As this adder is taking limited RB code as input, it can be called as RB adder with limited input or RBAL. In this RBAL the worst delay path is:

$$x_{i-1}, y_{i-1} \xrightarrow{494 \ ps} \rightarrow s_2^+ (Sel) \xrightarrow{294 \ ps} \rightarrow Cf_{i-1} \xrightarrow{206 \ ps} \rightarrow d_i^+$$

So the total delay in a RBAL is 994psec or  $3.39 T_{XOR}$ .

#### **3.5.3** Use of RB adder in a 16x16 multiplication

In a 16x16 multiplication the number of partial product rows will be PPnb= n/2 + 1 = 9. Now each set of two successive partial product rows will be grouped to form RB partial product rows resulting ( (PPnb+1)/2) 5 number of RB partial product rows. Along with this, one more control bit row is to be added. So total RB rows to be compressed is ((PPnb+1)/2 +1) = 6. To compress 6 RB rows, three levels of RB adders will be required as shown in Fig. 3.12. In this the inputs to the first level are RB digits with any combination of RB code of Table 1.3. So the suitable adder is RBAA for this level. But in all other levels RBAL adder will be used. So the total delay in compressing these six partial product rows to single row of RB code will be 3074psec or 10.49T<sub>XOR</sub> (summation of one RBAA and two RBAL delay).

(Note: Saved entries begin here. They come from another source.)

PR #3302, opened 2017-10-13
 bug 1385845: Detect PDF mime type, and avoid using animation-block show toolbar

garvankeeley:
Avoiding using animation-block syntax to show the toolbar works around this bug,
and showing is instead performed like hiding, that is, in-sync with touch-drag.

https://bugzilla.mozilla.org/show_bug.cgi?id=1385845

### DIFF
--- a/Client/Frontend/Browser/TabManager.swift
+++ b/Client/Frontend/Browser/TabManager.swift
@@ -951,15 +951,20 @@ class TabManagerNavDelegate: NSObject, WKNavigationDelegate {
     func webView(_ webView: WKWebView,
                  decidePolicyFor navigationResponse: WKNavigationResponse,
                  decisionHandler: @escaping (WKNavigationResponsePolicy) -> Void) {
-            var res = WKNavigationResponsePolicy.allow
-            for delegate in delegates {
-                delegate.webView?(webView, decidePolicyFor: navigationResponse, decisionHandler: { policy in
-                    if policy == .cancel {
-                        res = policy
-                    }
-                })
-            }
+        var res = WKNavigationResponsePolicy.allow
+        for delegate in delegates {
+            delegate.webView?(webView, decidePolicyFor: navigationResponse, decisionHandler: { policy in
+                if policy == .cancel {
+                    res = policy
+                }
+            })
+        }
 
-            decisionHandler(res)
+        if res == .allow, let appDelegate = UIApplication.shared.delegate as? AppDelegate {
+            let tab = appDelegate.browserViewController.tabManager[webView]
+            tab?.mimeType = navigationResponse.response.mimeType
+        }
+
+        decisionHandler(res)
     }
 }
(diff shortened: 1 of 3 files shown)


Client/Frontend/Browser/TabManager.swift
```diff
@@ -951,15 +951,20 @@ class TabManagerNavDelegate: NSObject, WKNavigationDelegate {
...
-                })
-            }
+        var res = WKNavigationResponsePolicy.allow
+        for delegate in delegates {
+            delegate.webView?(webView, decidePolicyFor: navigationResponse, decisionHandler: { policy in
+                if policy == .cancel {
+                    res = policy
+                }
+            })
+        }
```
garvankeeley: accidentally reformatted this code block (indentation is now correct though), no changes made here

Client/Frontend/Browser/TabScrollController.swift
```diff
@@ -179,7 +184,9 @@ private extension TabScrollingController {
 
             lastContentOffset = translation.y
             if checkRubberbandingForDelta(delta) && checkScrollHeightIsLargeEnoughForScrolling() {
-                if (toolbarState != .collapsed || contentOffset.y <= 0) && contentOffset.y + scrollViewHeight < contentSize.height {
+                let bottomIsNotRubberbanding = contentOffset.y + scrollViewHeight < contentSize.height
+                let topIsRubberbanding = contentOffset.y <= 0
```
garvankeeley: I pulled these two conditions out to name them as to what they do.

Client/Frontend/Browser/TabScrollController.swift
```diff
@@ -282,9 +289,9 @@ extension TabScrollingController: UIScrollViewDelegate {
 
         if (decelerate || (toolbarState == .animating && !decelerate)) && checkScrollHeightIsLargeEnoughForScrolling() {
             if scrollDirection == .up {
-                showToolbars(animated: true)
+                showToolbars(animated: !isTabShowingPDF)
             } else if scrollDirection == .down {
-                hideToolbars(animated: true)
+                hideToolbars(animated: !isTabShowingPDF)
```
garvankeeley: Although not mentioned in the bug description, this animation has the same problem as show.

garvankeeley: On a PDF doc, if one partially hides/shows the toolbar and lifts their finger, it will snap to completion instead of animating to completion. I think it looks fine to do this, it is very unlikely to be noticed.

justindarc: Maybe drop in a comment here explaining why we don't animate if we're showing a PDF just so we don't accidentally regress on this in the future.

It would be nice if we could just have a different animation in this case that doesn't interfere with the heights. Like just fade in place. Still though, getting rid of the flicker is more important than an animation. We can always revisit this later as a visual polish thing.

PR #3305, opened 2017-10-14
Bug 1407455 - Long Press Actions similar to Safari

joeyg:
Long press on the page actions button opens the share sheet. Long press on the tabs button presents an action sheet with the options to open the new tabs.

Screencast: http://recordit.co/79kvtDedRw


farhanpatel:
This is great! I hope this can land in 10.x

PR #3306, opened 2017-10-14
Bug 1408067 - Add Send to Device entry point to the Page Action Menu.

q2r5:


Client/Frontend/Browser/BrowserViewController.swift
```diff
@@ -1302,6 +1319,10 @@ extension BrowserViewController: URLBarDelegate {
         let actionMenuPresenter: (URL, Tab, UIView, UIPopoverArrowDirection) -> Void  = { (url, tab, view, _) in
             self.presentActivityViewController(url, tab: tab, sourceView: view, sourceRect: view.bounds, arrowDirection: .up)
         }
+
+        let sendToDeviceAction = {
```
farhanpatel: I think can actually move the entire `presentSendToDevice` into PhotonActionSheetProtocol. You dont need to create and pass this closure in.

Client/Frontend/Widgets/PhotonActionSheetProtocol.swift
```diff
@@ -177,6 +178,10 @@ extension PhotonActionSheetProtocol {
                 _ = self.profile.history.addPinnedTopSite(site).value
             }
         }
+
+        let sendToDevice = PhotonActionSheetItem(title: Strings.AppMenuSendToDeviceTitleString, iconString: "menu-Send-to-Device") { action in
+            presentSendTo()
```
farhanpatel: all the code in the BVC can move here 😄 
`presentableVC` is actually the BVC. so you can simply do `presentableVC.present` 

you need to double check if presentableVC conforms to the delegate protocols used by the two VCs 
`           guard let bvc = presentableVC as? InstructionsViewControllerDelegate & ClientPickerViewControllerDelegate else {
                return
            }
`

q2r5:
@farhanpatel Updated to implement the requested changes.  r?

Client/Frontend/Widgets/PhotonActionSheetProtocol.swift
```diff
@@ -177,6 +177,23 @@ extension PhotonActionSheetProtocol {
...
             }
         }
+
+        let sendToDevice = PhotonActionSheetItem(title: Strings.AppMenuSendToDeviceTitleString, iconString: "menu-Send-to-Device") { action in
+            guard let bvc = presentableVC as? PresentableVC & InstructionsViewControllerDelegate & ClientViewControllerDelegate else { return }
+            if !self.profile.hasAccount() {
+                let instructionsViewController = InstructionsViewController()
+                instructionsViewController.delegate = bvc
+                let navigationController = UINavigationController(rootViewController: instructionsViewController)
+                bvc.present(navigationController, animated: true, completion: nil)
```
garvankeeley: Should there be a return here?

Client/Frontend/Widgets/PhotonActionSheetProtocol.swift
```diff
@@ -177,6 +177,23 @@ extension PhotonActionSheetProtocol {
                 _ = self.profile.history.addPinnedTopSite(site).value
             }
         }
+
+        let sendToDevice = PhotonActionSheetItem(title: Strings.AppMenuSendToDeviceTitleString, iconString: "menu-Send-to-Device") { action in
+            guard let bvc = presentableVC as? PresentableVC & InstructionsViewControllerDelegate & ClientViewControllerDelegate else { return }
```
farhanpatel: this should be `ClientPickerViewControllerDelegate` ?

Client/Frontend/Widgets/PhotonActionSheetProtocol.swift
farhanpatel: Yea makes sense. Lets put a return here so a `ClientPickerViewController` is not also created.

Client/Frontend/Widgets/PhotonActionSheetProtocol.swift
```diff
@@ -195,7 +212,7 @@ extension PhotonActionSheetProtocol {
             topActions.append(addReadingList)
         }
         
-        return [topActions, [copyURL, findInPageAction, toggleDesktopSite, pinToTopSites], [share]]
+        return [topActions, [copyURL, findInPageAction, toggleDesktopSite, pinToTopSites, sendToDevice], [share]]
```
farhanpatel: This feature has a new string so it wont be able to land in 10. We'll need to add it behind a feature flag. This should be pretty simple. 
We create a new entry in `AppConstants.swift` and set the feature disabled in beta/release and then here you can just do 
```
        var middleActions = [copyURL, findInPageAction, toggleDesktopSite, pinToTopSites]
        if MOZ_SENDTAB_IN_PAGE_ACTIONS {
            middleActions.append(sendToDevice)
        }
        
        return [topActions, middleActions, [share]]
```

farhanpatel: We might be able to rework a few strings to have this land in 10. I'll have to talk to Stefan about this.

q2r5:
@farhanpatel Changes implemented. Looking good now?

farhanpatel:
Thank you. This is wonderful 🥇

PR #3313, opened 2017-10-16
Bug 1407474 - Reduce padding at the top of the copy url toast. 

farhanpatel:
old padding was 10px. Now it is 5px. 

The old padding was assuming the height of the bar would be 56. It is actually 45


jhugman:
LGTM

Similarly the delay analysis of partial product accumulation stage using RB adder for different sizes is done and summarized in Table 3.7.

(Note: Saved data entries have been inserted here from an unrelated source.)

PR #5486, opened 2019-09-23
Bug 1296636 followup - Bookmarklets with quoting not working

garvankeeley:
This is a follow-up to https://bugzilla.mozilla.org/show_bug.cgi?id=1296636
If the bookmarklet has a quote, iOS may have replaced it with a fancy quote.

### DIFF
--- a/Client/Frontend/Browser/BrowserViewController/BrowserViewController+WebViewDelegates.swift
+++ b/Client/Frontend/Browser/BrowserViewController/BrowserViewController+WebViewDelegates.swift
@@ -215,14 +215,13 @@ extension BrowserViewController: WKNavigationDelegate {
 
         if url.scheme == "javascript", navigationAction.request.isPrivileged {
             decisionHandler(.cancel)
-            if let javaScriptString = url.absoluteString.replaceFirstOccurrence(of: "javascript:", with: "").removingPercentEncoding {
+            if var javaScriptString = url.absoluteString.replaceFirstOccurrence(of: "javascript:", with: "").removingPercentEncoding {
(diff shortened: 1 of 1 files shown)


Client/Frontend/Browser/BrowserViewController/BrowserViewController+WebViewDelegates.swift
```diff
@@ -216,7 +216,13 @@ extension BrowserViewController: WKNavigationDelegate {
         if url.scheme == "javascript", navigationAction.request.isPrivileged {
             decisionHandler(.cancel)
             if let javaScriptString = url.absoluteString.replaceFirstOccurrence(of: "javascript:", with: "").removingPercentEncoding {
-                webView.evaluateJavaScript(javaScriptString)
+                // iOS keyboards do automatic fancy quoting, replace with regular quotes.
+                // These open/end characters appear the same in the editor, but they are not.
+                var js = javaScriptString.replacingOccurrences(of: "‘", with: "'") // open single quote
+                    .replacingOccurrences(of: "’", with: "'") // end single quote
+                    .replacingOccurrences(of: "“", with: "'") // open quote
+                    .replacingOccurrences(of: "”", with: "'") // end quote
```
dnarcese: Should these double quotes be replaced by double quotes instead of single?

garvankeeley:
Since bookmarklets are not supposed to be typed in the URL bar, and only invoked from a bookmark, I don't think this should land. Instead we should focus on figuring out how to block bookmarklets (javascript:) that aren't a bookmark.

PR #5499, opened 2019-09-25
fix #5412 Add option to history clear for Everything

### LINKED ISSUE #5412: "Clear Recent History" doesn't have an "Everything" option
When clicking "Clear Recent History" button, there are only these 3 options: "The Last Hour", "Today", "Today and Yesterday". It's not possible to remove all the history or the history older than yesterday. It's possible in Safari and Chrome(they don't give you any time frame, just remove everything). I think it's good to have different time frame options but also it's important to have "everything" option.

garvankeeley:
fixes #5412


garvankeeley:
Reminder to self to do string export for this change

PR #5533, opened 2019-10-03
Fix Bug 1535244 – Switch scrollbar color when in Night Mode

klymenkoo:
This PR closes [Bug 1535244](https://bugzilla.mozilla.org/show_bug.cgi?id=1535244).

Fig. 3.12 Partial product accumulation of RB partial product rows generated from NB partial product rows in a 16x16 multiplication using RB adder.

Table 3.7 Summary of worst-case delay for partial product accumulation using RB adders in Wallace tree

| Number of NB        | Number of    | Delay in terms of XOR gate |
|---------------------|--------------|----------------------------|
| partial products in | levels of RB |                            |
| a single column     | adder        |                            |
| ≤2                  | 1            | 3.70                       |
| ≤6                  | 2            | (3.70+3.39) = 7.09         |
| ≤14                 | 3            | (3.70+2*3.39) = 10.49      |
| ≤30                 | 4            | (3.70+3*3.39) = 13.87      |
| ≤62                 | 5            | (3.70+4*3.39) = 17.26      |

### **3.6** Delay comparisons of different accumulation methods

We have summarized the worst-case delay involved in partial product accumulation for frequently used operand sizes in multiplication using different architectures in Table 3.2, 3.3, 3.5, and 3.7. Now for comparison the normalized delay vs operand size is plotted using MATLAB in Fig. 3.13(a) and 3.13(b). In all the cases we expect that radix-4 Booth encoding will be used for generation of partial products. So for n x n multiplication the number of partial product rows will be (n/2 + 1). The plot in Fig. 3.13 (a) shows that for 8x8 multiplication the delay optimized array multiplier will have the least delay. This architecture

implementation is also simplest because of regular structure indicating best choice for 8x8 multiplier. This array accumulation method will have higher delay path for all other operand sizes but can be used for moderate speed application requiring regular layout and simpler interconnection. For 16x16 multiplication Wallace tree method of accumulation using 3:2 compressor is giving the best delay performance. For 32-bit operand size use of 3:2 and 4:2 compressors in Wallace tree are giving same delay performance. The delay performance of accumulation stage using 4:2 compressors in Wallace tree for 54 and 64 operand size is the best. It is observed that the delay of Wallace tree using RB adder is more. But this RB accumulation tree gives the result in one row in RB form. We will see in the next chapter that the conversion from RB to NB will have less delay in comparison to addition of sum and carry row using fast adders. So even if the accumulation delay is relatively more, it will give better overall delay performance.



(a)

Fig. 3.13 Normalized delay comparison of different accumulation methods (a) Delay of conventional array (ArrayC), delay optimized array (ArrayDO), Wallace tree using 3:2 compressor (Wallace32), Wallace tree using 4:2 compressor (Wallace42) and Wallace tree using RB adder (WallaceRB) Vs multiplier operand size



(b)

Fig. 3.13 Normalized delay comparison of different accumulation methods (b) Delay of Wallace32, Wallace42 and WallaceRB with multiplier operand size for better resolution.